# Does Amazon have a facility on Vancouver Island?



## David_R8 (Apr 2, 2022)

On Wednesday I ordered a handheld tach with a scheduled delivery of today (Saturday) 
As of Friday at six pm it still hadn't shipped. Got an email at 11pm saying it had shipped. It was out for delivery at 7 am.
There's no way it could have made it from the mainland as the last ferry is at 9 pm and the first leaves at 7am.
Not the first time this has happened so it makes me wonder if there isn't a local facility...


----------



## YotaBota (Apr 2, 2022)

According to Amazon the BC "fulfillment" centers are Delta and New Westminster. They must still be using a few 486DX computers for shipping updates.


----------



## Dan Dubeau (Apr 2, 2022)

Drones.  

Either that or there is simply a delay in reporting.  I.e. it shipped much earlier in the day, but didn't get updated until 11pm.

Probably Drones though .


----------



## David_R8 (Apr 2, 2022)

I heard a knock on my door so I went and saw this flying away...


----------



## PeterT (Apr 2, 2022)

Cool. The ultimate drone LOL


----------



## whydontu (Apr 2, 2022)

Besides Blue Origin, Jeff Bezos is funding a new startup offering consumer matter transmitters…


----------



## chip4charlie (Apr 20, 2022)

Last I heard Amazon was up to 8 facilities in the Lower Mainland. That was two years ago. This from a welder friend who does all their welding...

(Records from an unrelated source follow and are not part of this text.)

Issue #2519, opened 2025-12-04
RHEL Update Required to Remark on .NET 10 Support, '[Distro] does not officially support dotnet version 10.0.100'


nagilson:
We need to update the distro-json file to include .NET 10 support now that .NET 10 packages have been released to the public for Linux. The installation works but it doesn't think that it is supported.

PR #2520, opened 2025-12-04
Add support for dotnet 10 and newer distro versions

nagilson:
This is our version support system which powers our warnings for when users try to install out of support versions or not yet released versions for linux distros.

Ideally, this would be automated based on the documentation, though this likely won't be bumped in priority.

To try to minimize impact in the future, I've added the future versions of distros.

Resolves https://github.com/dotnet/vscode-dotnet-runtime/issues/2519


vscode-dotnet-runtime-library/distro-data/distro-support.json
```diff
@@ -935,6 +1078,12 @@
             },
             {
                 "version": "9.0"
+            },
+            {
+                "version": "10.0"
+            },
+            {
+                "version": "11.0"
```
joeloff, line 1086: 11.0?

nagilson: This is for RHEL 11, whenever that happens! Just like how I added 26.04 for ubuntu.

richlander: FYI: We already have 26.04 in runtime CI.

Amazon 115,000 sq ft warehouse being built near Sidney, BC: https://vancouverisland.ctvnews.ca/...ictoria-international-airport-lands-1.5551979

Even if they have a local warehouse, depends on where it's stocked. I've had HHIP stuff bought through Amazon come out of California and be at my doorstep in 3 days.


----------



## Degen (Apr 28, 2022)

Shipping time amazes me (Amazon or other shippers).  Last year I shipped 2 identical products drop off at UPS same time, one to Australia Outback Urban area, one to Texas Urban area.  Aussie 2 days, Texas 3 days.

Go figure.


----------